TASK STATEMENT: In the records, find every line with the word "Aside" and copy it out.

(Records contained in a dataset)
....
Issue #270, opened 2024-11-11
Explicitly configure curves/groups from the guidelines


janbrasna:
In the past this was part of the configs, only allowing curves enumerated in the json data for the configs. At some point it got removed due to bugs in implementations, and also clients and servers being able to negotiate the reasonable thing anyways.

### History

The original issue #44 when lighttpd wouldn't support multiple values is hopefully just a thing of the past. The support in nginx template was removed (or not added at all) due to reasons described in #76 (for details see https://trac.nginx.org/nginx/ticket/1089 — e.g. this needs #141 resolved first).

### Background

If we want to officially support OpenSSL 3.x in #260, the issue with performance #162 is relevant again, this time even for `modern` (and way past any TLSv1.2 DHE suites removal from the lists) — as OpenSSL 3.x started supporting FFDH key exchange for TLSv1.3 — which is part of RFC 8446 requiring RFC 7919, allowing to negotiate unnecessarily large keys (see https://openssl-library.org/post/2022-10-21-tls-groups-configuration/ for mitigation recommendations from the authors).

See the overview at https://datatracker.ietf.org/doc/html/rfc7919#section-2 for addition of groups to curves, and their codepoints.

This wasn't an issue with OpenSSL 1.x.x as it only had support for ECDH key exchange in TLSv1.3, so we didn't have to restrict anything really. That changes with OpenSSL 3.x adding support for FFDH in TLSv1.3 (and others, too: see https://dheatattack.gitlab.io/mitigations/#tls for e.g. GnuTLS versions.)

BTW for the future of OpenSSL 3.x support for RFC 7919 also in TLSv1.2 follow:
- https://github.com/openssl/openssl/issues/10971
- https://github.com/openssl/openssl/pull/24551

### Actions

To officially extend the support to the current OpenSSL versions that now allow (and enable by default without any group restriction) FFDH too, and keep the same guidelines, we have to consider either explicitly restricting the RFC 7919 groups to a reasonable subset (as some servers already do), or decide on not allowing any FFDH key exchange to begin with, and resort back to just recommending EC curves (as we currently do, just neither explain it, not enforce it though).

This may need revisiting all the "curves" settings in servers, whether they mean any RFC 7919 groups by that (as most would probably silently do), or if they separate ECDH and FFDH settings and configure both independently (as some do, with good defaults FWIW) — to give us a better idea of how such approach is feasible, and whether we'll be able to limit or completely restrict the groups allowed.

[...]

PR #284, opened 2024-12-03
config TLSv1.3 key exchange groups where supported

gstrauss:
config TLSv1.3 key exchange groups where supported

The reason to explicitly configure Groups is due to OpenSSL 3.0 adding ffdhe* groups to the defaults, potentially exposing servers supporting TLSv1.3 and OpenSSL 3.0 to DHEater attacks. (See https://github.com/mozilla/ssl-config-generator/issues/162)

Note: .hbs additions have been made from the documentation and have not been tested on the all the server apps.
Some slight syntax adjustment may turn out to be needed.

Note: This PR exposes the TLS curves that are already defined in the guidelines.  This is not a change to the guidelines.  However, the curves were not previously exposed in ssl-config-generator configs.  This PR implements the Groups/Curves config in server apps that have config support.

### DIFF
--- a/src/js/state.js
+++ b/src/js/state.js
@@ -97,6 +97,7 @@ export default async function () {
       supportsConfigs: configs[server].supportsConfigs !== false,
       supportsHsts: configs[server].supportsHsts !== false,
       supportsOcspStapling: supportsOcspStapling,
+      tlsCurves: ssc.tls_curves,
       usesDhe: ciphers.join(":").includes(":DHE") || ciphers.join(":").includes("_DHE_"), 
       usesOpenssl: configs[server].usesOpenssl !== false,
     },
--- a/src/templates/partials/apache.hbs
+++ b/src/templates/partials/apache.hbs
@@ -39,6 +39,9 @@
 
 # {{form.config}} configuration
 SSLProtocol             {{{join output.protocols " "}}}
+{{#if (minver "2.4.8" form.serverVersion)}}
+SSLOpenSSLConfCmd       Curves {{{join output.tlsCurves ":"}}}
+{{/if}}
 {{#if output.ciphers.length}}
 SSLCipherSuite          {{{join output.ciphers ":"}}}
 {{/if}}
--- a/src/templates/partials/caddy.hbs
+++ b/src/templates/partials/caddy.hbs
@@ -14,9 +14,10 @@ example.com {
 
   {{/if}}
     # Note: Caddy automatically configures safe TLS settings,
-    # so 'ciphers' may safely be commented out to use Caddy defaults.
+    # so 'ciphers' and 'curves' may safely be commented out to use Caddy defaults.
     ciphers {{{join output.ciphers " "}}}
 {{/if}}
+    curves x25519 secp256r1 secp384r1
 {{#if (includes "TLSv1.2" output.protocols)}}
   {{#if (includes "TLSv1.1" output.protocols)}}
     # Note: Caddy supports only TLSv1.2 and later
--- a/src/templates/partials/dovecot.hbs
+++ b/src/templates/partials/dovecot.hbs
@@ -20,6 +20,7 @@ ssl_min_protocol = {{output.protocols.[0]}}
 {{else}}
 ssl_protocols = {{join output.protocols " "}}
 {{/if}}
+ssl_curve_list = {{{join output.tlsCurves ":"}}}
 {{#if output.ciphers.length}}
 ssl_cipher_list = {{{join output.ciphers ":"}}}
 {{/if}}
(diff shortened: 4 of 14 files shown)


gstrauss:
Repeating from my https://github.com/mozilla/ssl-config-generator/issues/270#issuecomment-2498615793:

IANA TLS Supported Groups (see "Recommended" column in the table)
https://www.iana.org/assignments/tls-parameters/tls-parameters.xhtml#tls-parameters-8

The recommended groups are currently X25519:P-256:P-384:X448.
(P-256 is also known as secp256r1 and as prime256v1)
(P-384 is also known as secp384r1)
Note: different TLS libraries may recognize some of the string aliases, but might not recognize all of the string aliases.
Aside: OpenSSL, GnuTLS, mbedTLS, WolfSSL support X448; whereas NSS, BoringSSL, LibreSSL do not support X448

gstrauss:
Almost half of the servers in ssl-config-generator do not support configuring a list of Groups/Curves in their config files:

* no config for Groups/Curves
  AWSALB, AWSELB, MySQL, OracleHTTP, Redis

* likely configurable in XML (or on command line) depending on underlying java TLS provider
  Jetty, Tomcat 

* config option for single curve (recommend: prime256v1, but Squid has additional limitations)
  Coturn, Squid

Of note, configuring a curve in Squid disables DHE key exchange.  It is one or the other, and the default is DHE, not EC.  This is a serious limitation.  If someone files a bug upstream with Squid, please reference here.

gstrauss:
Some servers added support to configure Groups only in recent versions.  Select examples (incomplete list):
* postgresql supports a single curve in `ssl_ecdh_curve` before postgresql 18.0.0
  postgresql 18.0.0 supports a list of curves in `ssl_groups`
  All Postresql versions use "prime256v1" as the default if `ssl_ecdh_curve` or `ssl_groups` is not specified
* exim 4.86+ supports a single curve in `tls_eccurve`, and a list of curves is supported in exim 4.97
  https://bugs.exim.org/show_bug.cgi?id=2955

gstrauss:
boringssl and libressl do not support ffdhe key exchange with TLSv1.3.
This fails: `openssl s_client -tls1_3 -groups ffdhe2048 -connect google.com:443`
The same command tested on my local machine (changing google.com:443 to localhost:443) works with openssl 3.2.2, but again, does not work with boringssl or libressl.

gstrauss:
Aside: some notes for configuring TLS in Java, specifically `jdk.tls.namedGroups`,
Note: not implemented in ssl-config-generator for Jetty or Tomcat

Java
https://www.java.com/en/configure_crypto.html
Disabling weak named curves by default in TLS, CertPath, and Signed JARs
...
Curves that will remain enabled are: secp256r1, secp384r1, secp521r1, X25519, and X448.
...
Adding support for the x25519 and x448 named elliptic curve groups to TLS
The named elliptic curve groups x25519 and x448 will be available for JSSE key agreement in TLS versions 1.0 to 1.3, with x25519 being the most preferred of the default enabled named groups. After this change, the default ordered list will be:
x25519, secp256r1, secp384r1, secp521r1, x448, ffdhe2048, ffdhe3072, ffdhe4096,
ffdhe6144, ffdhe8192
The default list can be overridden using the system property jdk.tls.namedGroups.

https://docs.oracle.com/en/java/javase/23/security/transport-layer-security-tls-protocol-overview.html#GUID-C6554A00-CF26-4661-991D-EA1B9EA6CCBE
https://docs.oracle.com/en/java/javase/23/security/java-secure-socket-extension-jsse-reference-guide.html#GUID-A41282C3-19A3-400A-A40F-86F4DA22ABA9


Tomcat also has option to use tcnative (Tomcat Native) library to use OpenSSL as a replacement for JSSE to support TLS connections.  https://tomcat.apache.org/native-doc/

gstrauss:
Golang has different names for Groups than OpenSSL.  Instead of providing a mapping, this PR hard-codes the list of Groups in `caddy.hbs`, `go.hbs`, `traefik.hbs`.  Caddy documents a different spelling from Go and Traefik for Groups permitted in Caddy config `curves`: https://caddyserver.com/docs/caddyfile/directives/tls

gstrauss:
* openssl 1.1.1 TLSv1.3 support
* openssl 3.0.0 TLSv1.3 support with DHE key exchange using ffdhe* Groups
              (ffdhe* Groups added to openssl ssl/t1_lib.c:supported_groups_default[]
               (renamed from ssl/t1_lib.c:eccurves_default[]))
              https://github.com/openssl/openssl/commit/9aaecbfc98eb89a03f72b35d343e08f377e7803a
              https://github.com/openssl/openssl/pull/8178
* Note: configuring Groups also affects TLSv1.2 kECDHE ciphers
....
SOLUTION TO THE PROBLEM:
Aside: OpenSSL, GnuTLS, mbedTLS, WolfSSL support X448; whereas NSS, BoringSSL, LibreSSL do not support X448
Aside: some notes for configuring TLS in Java, specifically `jdk.tls.namedGroups`,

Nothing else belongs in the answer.